24.09.200917:46 UhrIT, New Media & Software
Bild: Institut für Plasmaforschung der Uni Stuttgart erforscht Plasmaturbulenzen mit Genesis HighSpeed-Lösung
Das GEN16t-System ist auf bis zu 1080 Kanäle skalierbar - mit simultaner Datenerfassung.
Das GEN16t-System ist auf bis zu 1080 Kanäle skalierbar - mit simultaner Datenerfassung.

(openPR) Darmstadt, 24. September 2009 - Das Institut für Plasmaforschung der Universität Stuttgart setzt für die Erforschung und Analyse komplexer Plasmaturbulenzen Genesis HighSpeed-Systeme in Kombination mit der Datenerfassungs-Software Perception von HBM ein, um in einem Langzeitexperiment die Dynamik des Plasmaverhaltens zu analysieren. Ziel des Experiments ist es, Energie- und Teilchentransporte in Fusionsplasmen besser zu erforschen und Plasmaturbulenzen zu minimieren, um diese beispielsweise zur Energiegewinnung in Fusionskraftwerken zu nutzen.

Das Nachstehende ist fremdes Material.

PR #451, opened 2020-09-25
Handle failures when operating with symptom logs

aledustet:
Why:
----

We need to be able to recover from errors operating on symptom logs or check ins.

This Commit:
----
- Handle failures on log context operations
- Show flash error message when adding symptoms fails
- Show flash error message when deleting log symptoms fails
- Show flash error message when updating log symptoms fails

### DIFF
--- a/src/MyHealth/SymptomLogContext.tsx
+++ b/src/MyHealth/SymptomLogContext.tsx
@@ -23,30 +23,35 @@ import {
   deleteLogEntry as removeLogEntry,
 } from "../gaen/nativeModule"
 import { isToday } from "../utils/dateTime"
+import Logger from "../logger"
+
+type OperationResult = "success" | "failure"
+type OperationResponse = { kind: OperationResult }
+const SUCCESS_RESPONSE: OperationResponse = { kind: "success" }
 
 export type SymptomLogState = {
   dailyLogData: DayLogData[]
-  addLogEntry: (symptoms: Symptom[]) => Promise<void>
-  updateLogEntry: (entry: SymptomLogEntry) => Promise<void>
-  deleteLogEntry: (symptomLogEntryId: string) => Promise<void>
+  addLogEntry: (symptoms: Symptom[]) => Promise<OperationResponse>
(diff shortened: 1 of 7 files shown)


src/MyHealth/SymptomLogContext.tsx
```diff
@@ -84,31 +89,56 @@ export const SymptomLogProvider: FunctionComponent = ({ children }) => {
...
 
   const updateLogEntry = async (updatedLogEntry: SymptomLogEntry) => {
-    await modifyLogEntry(updatedLogEntry)
-    await fetchLogEntries()
+    try {
+      await modifyLogEntry(updatedLogEntry)
+      await fetchLogEntries()
+      return SUCCESS_RESPONSE
+    } catch (e) {
+      return failureResponse(e.message)
```
johnschoeman, line 117: What do you think about added `Logger.error()`'s for these operations?  Maybe it makes sense to do this in the native module?

johnschoeman (approved):
Nice!

src/MyHealth/SymptomLogContext.tsx
aledustet: I believe we are logging the errors on the `failureResponse` method. Would it be better to move it higher to the `nativeModule`?

johnschoeman: ah, no, just misread the code. imo, its fine where it is at.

Das Genesis HighSpeed-Datenerfassungssystem GEN 16t wird in Kombination mit 128 Sonden eingesetzt, um die Messsignale über die angeschlossenen Kanäle zu erfassen und anschließend auszuwerten. "Mit dem GEN DAQ-System können wir kontinuierliche und vor allem sehr präzise Messungen durchführen, um das Plasmaverhalten über einen längeren Zeitraum zu erforschen", erklärt Professor Dr. Ulrich Stroth, Leiter des Instituts für Plasmaforschung. Das GEN 16t-System ermöglicht die zuverlässige Daten- und Transientenerfassung mit hoher Geschwindigkeit und großen Kanalzahlen auch mit sehr hohen Abtastraten bis zu 1 MS/s. Anschließend erfolgt die Analyse und Auswertung der Messdaten mit der Datenerfassungs-Software Perception, die in kurzer Zeit die Darstellung und Prüfung sehr großer Datenmengen ermöglicht.

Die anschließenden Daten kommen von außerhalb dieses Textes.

PR #453, opened 2020-09-25
Remove report an issue module

johnschoeman:
Why:
Currently we have an old feature in the code base for allowing a user to
report an issue. It has become clear after user testing that we will
never want to be directly collecting user issues from within the app.

This commit:
Removes the report an issue feature.


aledustet (approved):
🚢  :shipit:

PR #456, opened 2020-09-25
Place symptoms on a union type

aledustet:
Why:
----

We need to ensure type safety with the data on the UI side, in case a
new symptom is added or removed.

This Commit:
----

- Create symptoms union type
- Move translations to select symptoms form

Co-authored-by: John Schoeman<johnschoeman1617@gmail.com>


johnschoeman (approved):
💯

devinjameson (commented):
🔥 🔥 🔥 🔥 🔥 🔥 🔥 🔥 🔥 🔥 🔥 🔥 🔥 🔥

Die weitere Interpretation der Daten erfolgt dann mittels Computersimulationen, die vom Institut für Plasmaforschung entwickelt wurden. Die Messdaten können hierzu aus Perception via Schnittstelle in die institutseigene Software übernommen und weiter aufbereitet werden.

Die Skalierbarkeit des GEN DAQ-Systems ermöglicht es dem Institut für Plasmaforschung zudem, das Experiment zu erweitern und zusätzliche Sonden und Messkanäle in das System zu integrieren, da GEN 16t bis zu 1080 Messkanäle unterstützt.